Além disso, muitos produtores não podiam arcar com os altos custos dos insumos modernos necessários à produção competitiva do mercado e foram obrigados a vender suas propriedades. Com isso a concentração da posse da terra foi ampliada, bem como o tamanho das propriedades. 
  • Muitos produtores, após venderem suas terras, migraram para as fronteiras agrícolas do centro-oeste ou para os centros urbanos que propiciavam mais ofertas de emprego. A lógica da produção monocultora permitia a utilização em larga escala da mecanização em quase todas as práticas agrícolas, possibilitando aos grandes fazendeiros uma grande redução da mão-de-obra empregada. 
Junto com os problemas sociais gerados pela modernização agrícola brasileira, evidenciaram-se os problemas ambientais decorrentes, em grande parte, da intensiva mecanização e do uso de agrotóxicos. Os agrotóxicos passaram a ser aplicados em doses exageradas, sem obedecer as normas e critérios de segurança exigidos nos países ricos. 
  • Apesar dos problemas sociais e ambientais, a “modernização” da agricultura brasileira foi responsável, no período de 1920 a 1970, por significativos aumentos da produção agropecuária no país. 
Esses números podem ser atribuídos à multiplicação do número de propriedades, principalmente, nos estados de fronteira agrícola como os da região norte e centro-oeste, à expansão das áreas cultivadas, ao crescimento dos rebanhos e às melhorias da produtividade do trabalho, da produtividade física das culturas e da criação animal. 
  • Nos anos 70, a agricultura brasileira mostrou um grande dinamismo quanto à evolução de seus principais componentes estruturais. A produção agrícola ampliou-se rapidamente, elevando a oferta de matérias-primas; o processo de modernização aprofundou-se, abrindo um significativo mercado interno para a produção industrial, e a incorporação de novas áreas à produção integrou à economia nacional zonas antes relativamente isoladas, conforme Kageyama e Silva (1983). 

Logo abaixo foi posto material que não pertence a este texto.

Issue #3810, opened 2023-09-07
Implement shard API for PostgreSQL metastore


guilload:
- [x] `open_shards`
- [x] `acquire_shards`
- [x]  `list_shards` 
- [x] `delete_shards`

guilload:
@fmassot, @kamalesh0406 is going to give you a hand for this one. There are four calls to implement: `open_shards`, `acquire_shards`, `list_shards`,  and `delete_shards`. Let's open one PR for each so it's easy to split the work between you. Please leave a comment here and update the to-do when one of you starts working on a new one.

Implementation pointers:
- there already exists a [reference implementation](https://github.com/quickwit-oss/quickwit/blob/main/quickwit/quickwit-metastore/src/metastore/file_backed_metastore/file_backed_index/shards.rs) for the file-backed metastore
- the test suite for the Shard API lives in [this file](https://github.com/quickwit-oss/quickwit/blob/main/quickwit/quickwit-metastore/src/tests/shard.rs): please fill in the blanks and add more tests as you see fit.

kamalesh0406:
I am starting the work for the `open_shards` @fmassot

kamalesh0406:
I added the implementation for list_shards(unit test pending :) ) to my existing PR as well. I will see if I can get delete/acquire_shards done over the next couple of days.

guilload:
Closed via #4403.

PR #4119, opened 2023-11-11
Add migrations for shards table in postgres metastore

kamalesh0406:
### Description

This is the first set of changes to support the shards API in the postgres metastore(#3810). There are couple of items that still need to be addressed:
1. Using `index_uid` vs `index_id` for the table, the ingestv2_api seems to use (index_id, shard_id) whereas the filebacked index uses index_uid. What is everyone's consensus on the right column for this?
2. Do we need to store the `SourceCheckpoint` similar to this https://github.com/quickwit-oss/quickwit/blob/main/quickwit/quickwit-metastore/src/metastore/file_backed_metastore/file_backed_index/shards.rs#L42 ? If so, I think the right approach might be to create another table for it.
3. We are using an auto increement column type for `next_shard_id` in this PR. But here https://github.com/quickwit-oss/quickwit/blob/main/quickwit/quickwit-metastore/src/metastore/file_backed_metastore/file_backed_index/shards.rs#L144 we use the next_shard_id from the subrequest. Can the subrequest have a `next_shard_id` that can deviate from the indexes `next_shard_id`? If yes, then I would need to remove the auto-increement.

### How was this PR tested?

sqlx migrate run  --database-url postgres://quickwit-dev:quickwit-dev@localhost:5432/quickwit-metastore-dev --source migrations/postgresql


guilload:
1. Let's use `index_uid` for this table. The `index_id` -> `index_uid` resolution happens in the control-plane.

2. No, we don't need to store the `SourceCheckpoint` in a similar way. It's just a shortcut that I took to reuse the checkpointing logic that we had, but in reality all we need is a `publish_position` per shard.

3. They should not deviate, so auto-increment is the way to go.

kamalesh0406:
Okay that sounds good @guilload . I think my current changes are fine then!

quickwit/quickwit-metastore/migrations/postgresql/12_create-shards.up.sql
```diff
@@ -0,0 +1,14 @@
+CREATE TYPE SHARDSTATE AS ENUM ('SHARD_STATE_UNSPECIFIED', 'SHARD_STATE_OPEN', 'SHARD_STATE_UNAVAILABLE', 'SHARD_STATE_CLOSED');
+
+CREATE TABLE IF NOT EXISTS shards (
+    index_uid VARCHAR(288) NOT NULL,
```
guilload, line 4: Why `288` and not `282`? (255 + 1 for `:` separator + 26 for ULID)?

quickwit/quickwit-metastore/migrations/postgresql/12_create-shards.up.sql
```diff
@@ -0,0 +1,14 @@
...
+    source_id VARCHAR(50) NOT NULL,
```
guilload, line 5:
```suggestion
    source_id VARCHAR(255) NOT NULL,
```

quickwit/quickwit-metastore/migrations/postgresql/12_create-shards.up.sql
```diff
@@ -0,0 +1,14 @@
...
+    shard_id BIGSERIAL,
+    leader_id VARCHAR(50) NOT NULL,
```
guilload, line 7:
```suggestion
    leader_id VARCHAR(255) NOT NULL,
```

quickwit/quickwit-metastore/migrations/postgresql/12_create-shards.up.sql
```diff
@@ -0,0 +1,14 @@
...
+    follower_id VARCHAR(50),
```
guilload, line 8:
```suggestion
    follower_id VARCHAR(255),
```

quickwit/quickwit-metastore/migrations/postgresql/12_create-shards.up.sql
```diff
@@ -0,0 +1,14 @@
...
+    shard_state SHARDSTATE NOT NULL,
+    publish_position_inclusive bytea NOT NULL,
+    publish_token VARCHAR(50),
```
guilload, line 11:
```suggestion
    publish_token VARCHAR(255),
```

guilload (approved):

quickwit/quickwit-metastore/migrations/postgresql/12_create-shards.up.sql
kamalesh0406: Yup it should be 282, I mistaked it for 288.

PR #4127, opened 2023-11-13
Bugfix: truncating the ingest v1 source on initialization.

fulmicoton:
Tested with a unit test.

### DIFF
--- a/quickwit/quickwit-ingest/src/ingest_service.proto
+++ b/quickwit/quickwit-ingest/src/ingest_service.proto
@@ -88,7 +88,7 @@ message IngestResponse {
     uint64 num_docs_for_processing = 1;
 }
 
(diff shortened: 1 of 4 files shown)


quickwit/quickwit-ingest/src/ingest_service.proto
```diff
@@ -88,6 +88,7 @@ message IngestResponse {
     uint64 num_docs_for_processing = 1;
 }
 
+// Fetch messages that have position strictly after `start_after`.
```
fmassot, line 91:
```suggestion
// Fetch messages with position strictly after `start_after`.
```

fmassot (approved):

fulmicoton:
Tested in situ... Both on resume on panic and a crash + restart.

PR #4136, opened 2023-11-14
fix: Correct the percentile values passed to the percentile function in DescriptiveStats for the index describe command

unpervertedkid:
### Description
This PR corrects the percentile values passed to the percentile function in the DescriptiveStats struct. Previously, the percentiles were incorrectly set as 1, 50, 50, 75, and 75. This PR changes these values to correctly represent the 1st, 25th, 50th, 75th, and 99th percentiles.
### How was this PR tested?
This PR was tested by running the existing unit tests for the DescriptiveStats struct. Additionally, manual testing was performed by generating statistics for a sample dataset and verifying that the outputted percentiles were correct.

More assertions were added to prevent the same issue from recurring in the future.


unpervertedkid:
@guilload am still figuring my way around the codebase, could you help point me in the right direction, I am assuming you mean add assertions that should catch similar errors in the future?

quickwit/quickwit-cli/src/index.rs
```diff
@@ -1161,6 +1161,7 @@ mod test {
         Ok(())
     }
 
+    #[test]
```
guilload, line 1164: Remove this line.

guilload (approved):
You got it right! Remove the unnecessary line and we should be good.

quickwit/quickwit-cli/src/index.rs
unpervertedkid: Ooh yeah, I missed this... should be good now

guilload:
You can run make fmt to fix the formatting issues.
You can run make fix to fix some of the linting issues.
You can run make fmt to test the entire project.

You can run cargo test --manifest-path quickwit/Cargo.toml -p quickwit-common to test a single crate.

-> [Contributing guidelines](https://github.com/quickwit-oss/quickwit/blob/main/CONTRIBUTING.md)

unpervertedkid:
@guilload Should be good now.

guilload:
Thanks @unpervertedkid !

PR #4153, opened 2023-11-16
Use millis for search after values and returned sort values.

fmassot:
Not ready for review.


quickwit/quickwit-proto/src/search/mod.rs
```diff
@@ -104,7 +104,19 @@ impl SortByValue {
                     return None;
                 }
             }
-            String(_) | Array(_) | Object(_) => return None,
+            // Strings that can be converted to a number are accepted.
+            // Some clients (like JS clients) can't easily handle large integers
+            // without losing precision, so we accept them as strings.
+            String(value) => {
+                if let Ok(number) = value.parse::<u64>() {
```
fulmicoton, line 111:
```suggestion
                if let Ok(number) = value.parse::<u64>() {
```
i64 first please.

quickwit/rest-api-tests/scenarii/es_compatibility/0018-search_after.yaml
```diff
@@ -44,3 +44,102 @@ expected:
...
+# Accept timestamp in epoch_millis
+json:
+  size: 100
+  track_total_hits: true
+  query:
+      match_all: {}
+  sort:
+    - created_at:
+        order: asc
+        format: epoch_millis
```
fulmicoton, line 120: did you run this tests against elastic too? If they don't pass, please comment and add 

`engine: quickwit`

fulmicoton (approved):

quickwit/rest-api-tests/scenarii/es_compatibility/0018-search_after.yaml
fmassot: good catch

fmassot:
I finally changed the name of the date time format for the ES API. 
Reason: `epoch_millis` format return milliseconds as strings.... I want to return integers to be able to replicate the default behavior of elasticsearch when no format is provided.

PR #6994, opened 2025-09-16
[integ-tests] Run test_efa with p6-b200

hanwen-cluster:
### Description of changes
[integ-tests] Refactor get_ultraserver_capacity_reservation_id to be more generic considering instance type]
[integ-tests] Add p6-b200 to test_efa
See commits descriptions for details

### Tests
* test_efa with p6-b200 has passed on Ubuntu22

### Checklist
- Make sure you are pointing to **the right branch**.
- If you're creating a patch for a branch other than `develop` add the branch name as prefix in the PR title (e\.g\. `[release-3.6]`).
- Check all commits' messages are clear, describing what and why vs how.
- Make sure **to have added unit tests or integration tests** to cover the new/modified code.
- Check if documentation is impacted by this change.

Please review the [guidelines for contributing](../CONTRIBUTING.md) and [Pull Request Instructions](https://github.com/aws/aws-parallelcluster/wiki/Git-Pull-Request-Instructions).

By submitting this pull request, I confirm that my contribution is made under the terms of the Apache 2.0 license.

PR #7026, opened 2025-09-23
[Test] Add test runner option --capacity-reservation-id to reuse a specific reservation id for a testing.

gmarciani:
### Description of changes
Add test runner option --capacity-reservation-id to reuse a specific reservation id for a testing.
This is useful when we are retaining a cluster that makes use of capacity reservations.
Adapted OSU to make use of this new option.

### Tests
Executed OSU with the option

### DIFF
--- a/tests/integration-tests/conftest.py
+++ b/tests/integration-tests/conftest.py
@@ -235,6 +235,10 @@ def pytest_addoption(parser):
         "--api-stack",
         help="Name of CFN stack providing the ParallelCluster API infrastructure.",
     )
+    parser.addoption(
+        "--capacity-reservation-id",
+        help="Use an existing capacity reservation.",
+    )
 
 
 def pytest_generate_tests(metafunc):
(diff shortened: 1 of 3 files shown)


himani2411:
why not use this functionality https://github.com/aws/aws-parallelcluster/pull/7006 and https://github.com/aws/aws-parallelcluster/pull/6994?

hanwen-cluster (approved):

gmarciani:
> why not use this functionality #7006?

That functionality retrieves the capacity reservation that has available capacity. That does not work in the following scenarios:
1. Rerunning a test with a retained cluster. In this case I want the cluster to use the reservation it is already using. The cluster is already consuming the capacity in the reservation, so that functionality would exclude the reservation. 
2. I have two reservations and the test are run in parallel. In that case they may end up using the same reservation and possibly fail due to ICEs.
3. The test takes ~8 minutes before selecting the reservation and you cannot wait that time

A ineficiência energética e os impactos ambientais, como a erosão e a salinização dos solos, a poluição das águas e dos solos por nitratos (provenientes dos fertilizantes nitrogenados) e por agrotóxicos, a contaminação do homem do campo e dos alimentos, o desflorestamento, a diminuição da biodiversidade e dos recursos genéticos, e a dilapidação dos recursos não renováveis são os principais fatores que podem tornar insustentáveis os atuais sistemas de produção agrícola. 
  • Por mais que a agricultura moderna tenha avançado em técnicas que transcendam os limites naturais, a agricultura continua a depender de processos e de recursos naturais. A modernização da agricultura foi cercada de um otimismo excessivo por parte de grandes economistas ao avaliarem a capacidade de o capitalismo superar os chamados “limites naturais”.
A Caracterização do Cerrado:
  • Os cerrados ocupam aproximadamente um quarto do território brasileiro, pouco mais de 200 milhões de hectares e abrigando um rico patrimônio de recursos naturais renováveis adaptados às duras condições climáticas, edáficas e hídricas que determinam sua própria existência. 
Desse total, 155 milhões estão no planalto Central e 38,8 milhões de hectares no Nordeste, dos quais a maior parte (30,3 milhões) na região Meio-Norte: 43,3% da superfície do Maranhão é composta de cerrado e 64,7% da do estado do Piauí. Existem ainda áreas de cerrado em Rondônia, Roraima, Amapá e Pará, além de São Paulo. 
  • O cerrado é o segundo maior bioma brasileiro (depois da Amazônia) e concentra nada menos que um terço da biodiversidade nacional e 5% da flora e da fauna mundiais. A flora do cerrado é considerada a mais rica savana do mundo, e estima-se que entre 4 a 7.000 espécies habitam essa região. 
Embora a pesquisa científica localize apenas seis espécies vegetais ameaçadas de extinção, a maior parte dos indivíduos conhecidos aparece em apenas um lugar, cuja destruição provocaria a eliminação da própria espécie. 
  • Apesar de sua incontestável importância, é nítido o contraste entre o papel decisivo dos cerrados na manutenção dos grandes equilíbrios biogeoquímicos planetários e o valor secundário que lhe é atribuído pela opinião pública no Brasil e no exterior. O clima dominante da região é tropical-quente-subúmido, caracterizado por forte estacionalidade das chuvas e ausência de estacionalidade da temperatura média diária. 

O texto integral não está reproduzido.